PR #456, opened 2023-06-12
fix: tree_node_from_dict() should not include optional attributes if …

KristianKjerstad:
…not in the entity


src/services/document_service.py
```diff
@@ -253,28 +253,76 @@ def get_document(self, reference: str, depth: int = 0, resolve_links: bool = Fal
...
+                    entity=node_entity,
+                )
+            else:
+                node = Node(
+                    key=attribute_to_update,
+                    entity=node_entity,
+                    attribute=attribute,
+                    blueprint_provider=self.get_blueprint,
+                )
+        node.parent = parent_node
```
ingeridhellen, line 297: `node` can still be none if `attribute_to_update not in parent_blueprint_attribute_names`. You should probably add some error handling here.

If I'm not wrong, there are two valid cases here.
1. `node is not None`
2. `node is None and attribute_to_update in [attribute.name for attribute in parent_node.blueprint.attributes if attribute.is_optional]`

All other cases should give an error.

src/services/document_service.py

→ **Exercise**:
Look through the entries above, and wherever a line holds the word "cases", copy it.

→ **Reply to the task**:
If I'm not wrong, there are two valid cases here.
All other cases should give an error.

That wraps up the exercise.